Figure 6. Long-term engraftment and production of IFN-γ by memory-like NK cells

Cytokine-activated (Pre-act) and control-treated NK cells were adoptively transferred into separate Rag-1^−/− hosts (A) or co-transferred into Rag-2^−/− γ_c^−/− hosts (B&C). NK cell IFN-γ responses following in vitro culture with IL-12 + IL-15 were measured 4 and 12 weeks later. (A) Following transfer into separate NK-competent hosts, pre-activated NK cells were more likely to produce IFN-γ than naïve host NK cells (*p=0.03 at 4 weeks and **p=0.007 at 12 weeks, mean +/− SEM of 3-5 independent experiments).

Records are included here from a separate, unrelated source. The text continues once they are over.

PR #147, opened 2024-04-02
feat: adds permissions create

tdstein:
Related to #101

### DIFF
--- a/tests/posit/connect/test_permissions.py
+++ b/tests/posit/connect/test_permissions.py
@@ -1,3 +1,4 @@
+import random
 import uuid
 
 from unittest.mock import Mock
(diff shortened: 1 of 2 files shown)


tests/posit/connect/test_permissions.py
```diff
@@ -106,6 +106,51 @@ def test_role_update(self):
...
+class TestPermissionsCreate:
+    @responses.activate
+    def test(self):
+        # data
+        id = "94"
+        content_guid = "f2f37341-e21d-3d80-c698-a935ad614066"
+        principal_guid = str(uuid.uuid4())
+        principal_type = "user"
+        role = "owner"
+        fake_permission = {
```
nealrichardson, line 118: This is an odd construction to my (👴) eyes, would this be the same as `load_mock(...).update({stuff})`?

tdstein: Ha. It is. This style is muscle memory from my TypeScript days.

e.g.,
```ts
o1 = { 'a': 'b' }
o2 = { ...o1, 'c': 'd' }
```

Do you know if either style is more conventional in modern Python?

nealrichardson: To me, `dict.update()` makes it clear that you're starting with a dict and adding/overwriting some of the values, so I'd go with that personally.

nealrichardson: It's NBD of course. I just like readable/well commented test code so that it's clear what's happening to someone who may only be a new or casual contributor, would rather it be explicit and verbose and not overly clever.

tdstein: Yeah, I'm glad you asked. I was reading up on PEP-584, which goes into the history of merging dictionaries.

https://peps.python.org/pep-0584/#motivation

Support for union operators was added in Python 3.10. It appears this is the preferred one-liner. I suppose this is a bit cleaner once you are familiar with it: `d2 = d1 | { 'c': 'd' }`

tdstein: Alas, there is no backport to Python 3.8 or 3.9. So, I'm going to stick with creating and updating for now.

PR #152, opened 2024-04-02
feat!: renames `Client` to `Connect`

tdstein:
BREAKING CHANGE: `posit.connect.Client` has been renamed as `posit.Connect`. Please replace all references to `Client` with `Connect` when upgrading.

Previous:

```

c = Client()
```

Current:

```
from posit import Connect

c = Connect()
```

### DIFF
--- a/examples/0001-overview.qmd
+++ b/examples/0001-overview.qmd
@@ -7,41 +7,41 @@ The examples cover various aspects, including authentication, data retrieval, an
 ## Example - Print information for each user where `user_role='publisher'`
 
 ```python
-from posit.connect import Client
+from posit.connect import Connect
 
-with Client() as client:
-    for user in client.users.find(user_role='publisher'):
+with Connect() as connect:
+    for user in connect.users.find(user_role='publisher'):
         print(user)
 ```
 
 ## Example - Print information for a single user where `prefix='b'`
 
 ```python
-from posit.connect import Client
+from posit.connect import Connect
 
-with Client() as client:
-    user = client.users.find_one(prefix='b')
+with Connect() as connect:
+    user = connect.users.find_one(prefix='b')
     print(user)
 ```
 
 ## Example - Print the title for each content item that I own.
 
 ```python
-from posit.connect import Client
+from posit.connect import Connect
 
-with Client() as client:
-    guid = client.me.guid
-    for item in client.content.find(owner_guid=guid)
+with Connect() as connect:
+    guid = connect.me.guid
+    for item in connect.content.find(owner_guid=guid)
         print(item.title)
 ```
 
 ## Example - Update the title for a content item.
 
 ```python
-from posit.connect import Client
+from posit.connect import Connect
 
-with Client() as client:
+with Connect() as connect:
     guid = ... # the guid for a content item
-    item = client.content.get(guid)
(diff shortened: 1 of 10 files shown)


tdstein:
I plan to do a release prior to and directly after this change is merged. All existing work in `main` will be released under `0.2.0`. This change will be released as `0.3.0`.

src/posit/__init__.py
```diff
@@ -1 +1,3 @@
 """The Posit SDK."""
+
+from .connect import Connect  # noqa
```
nealrichardson, line 3: Is it confusing that both `from posit import connect` and `from posit import Connect` are correct but do very different things? 

Even if it is a good idea (not making a judgment on that), it will probably cause hell for generating documentation on case-insensitive file systems (macOS) because we'll have man pages for `posit.connect` and `posit.Connect` colliding with each other. On Arrow for example, I could basically never touch the sphinx docs because of collisions like this.

examples/0001-overview.qmd
```diff
@@ -7,41 +7,41 @@ The examples cover various aspects, including authentication, data retrieval, an
 ## Example - Print information for each user where `user_role='publisher'`
 
 ```python
-from posit.connect import Client
+from posit.connect import Connect
 
-with Client() as client:
-    for user in client.users.find(user_role='publisher'):
+with Connect() as connect:
```
nealrichardson, line 12: maybe `with Connect() as con` or something, just to disambiguate? (Or is that more ambiguous?)

src/posit/__init__.py
tdstein: That's an interesting edge case. I haven't run into it before, but it makes perfect sense.

After doing some more digging, I noticed that the pattern we currently have seems common (Google, AWS). The only difference I see is that in SDKs where `Client` is used without a service name prefix, the reference documentation typically follows this pattern:

(aside; it's also common in other languages that promote namespacing via packages. Java and Go, for example.)

```py
from posit import connect

client = connect.Client()
```

The other common approach (Stripe, Mongo, Azure) is prefixing the product name (i.e., `ConnectClient`).

```py
from posit import ConnectClient

client = ConnectClient()
```

I personally like the first/current option more since it provides a generic namespace for any other "Connect" specific code. However, the second option is also quite nice due to its simplicity and verbosity. If I had to bet, I would assume the popular vote would be for `ConnectClient`. Therefore, I think our best option is to do both via:

`src/posit/__init__.py`
```py
from posit.connect import Client as ConnectClient
```

tdstein: This will extend nicely to other products as well.

```py
from posit.connect import Client as ConnectClient
from posit.package_manager import Client as PackageManagerClient
from posit.workbench import Client as WorkbenchClient
```

mmarchetti: My preference would be to have `one-- and preferably only one --obvious way to do it`.
```
client = Client()
```

seems idiomatic to me, as does

```
from posit import connect
client = connect.Client()
```

I would probably only use the latter if I was planning on talking to multiple Posit products in the same script, or if I needed something else from the `connect` namespace.

tdstein:
Closing based on discussion feedback. What we currently have will work.

Issue #140, opened 2024-04-01
Better docstrings for content.update


nealrichardson:
They're all pretty tautological, just restating the field name. 

```
            name (str): The name of the content.
            title (Optional[str]): The title of the content.
            description (str): The description of the content.
            access_type (str): The access type of the content.
...
```

There's more useful information in the [API docs](https://docs.posit.co/connect/api/#patch-/v1/content/-guid-), explaining what things are for, what valid values are, etc. We should grab those from the swagger spec and put them in there, translating to python as appropriate. 

Probably also would be good to include xrefs to the hosted connect API docs for the relevant APIs.

tdstein:
I've been going back and forth on whether to link directly to the API documentation. It's possible for the hosted documentation to diverge from the docstrings over time.

tdstein:
Related to #135

PR #155, opened 2024-04-03
feat: adds content create

### LINKED ISSUE #106: Content.create()
https://docs.posit.co/connect/api/#post-/v1/content

tdstein:
Resolves #106

### DIFF
--- a/src/posit/connect/content.py
+++ b/src/posit/connect/content.py
@@ -18,6 +18,10 @@ class ContentItem(Resource):
     """A piece of content."""
 
     @property
+    def id(self) -> str:
+        return self.get("id")  # type: ignore
+
+    @property
     def guid(self) -> str:
         return self.get("guid")  # type: ignore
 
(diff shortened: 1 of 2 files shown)


tdstein:
I'll address the docstrings as part of #140

src/posit/connect/content.py
```diff
@@ -17,6 +17,10 @@
 class ContentItem(Resource):
     """A piece of content."""
 
+    @property
+    def id(self) -> str:
```
nealrichardson, line 21: Only looking at this since you moved it: should we actually remove this accessor? Is my understanding correct that `id` is effectively deprecated and that `guid` is the real identifier you should always use? @aronatkins?

aronatkins: We originally did not include `id` in the public v1 API. The `id` was added afterwards in order to help with cross-referencing against the on-disk layout and server logs (which did not include guid at that time).

At this point, it is probably too strong a statement to declare `id` as deprecated, but it cannot be used to look-up content items using the v1 API.

PR #159, opened 2024-04-08
fix: removes resource warning messages.

tdstein:
IPython utilizes custom i/o handlers when writing to stdout and stderr. During normal usages (.e.g, `client.users.find()`), these handlers invoke __getitem__ resulting in a warning messages for each key in the resource.

This conclusion is based on observed behavior using IPython. I haven't determined the root cause of the issue. Another fix could be checking if __getitem__, __setitem__, and __delitem__ are invoked in an IPython process.

### DIFF
--- a/src/posit/connect/resources.py
+++ b/src/posit/connect/resources.py
@@ -19,27 +19,6 @@ class Resource(ABC, dict):
         self.session: requests.Session
         super().__setattr__("session", session)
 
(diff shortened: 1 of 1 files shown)


nealrichardson (approved):
LGTM. I think we can safely discourage this access pattern by never doing it in our examples, warnings won't be needed.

There was no significant difference between the percentage of control-treated donor and host IFN-γ⁺ NK cells. (B) Following co-transfer of cells into alymphoid Rag-2^−/− γ_c^−/− hosts (as schematized in Figure 2, without CFSE labeling), the absolute number of splenic NK cells remained stable, while the ratio of pre-activated to control cells decreased between 1 and 12 weeks after adoptive transfer (mean +/− SEM of 3-8 mice per timepoint; data shown for 1 week is also shown in Figure 2C and D). (C) Four weeks after adoptive transfer, significantly more pre-activated than control NK cells produced IFN-γ. Twelve weeks after co-transfer into alymphoid hosts, slightly more control donor NK cells produce IFN-γ. (Mean +/− SEM of 4-5 independent experiments; black bars represent IL-12 + IL-15 stimulation, grey bars media; **p<0.004).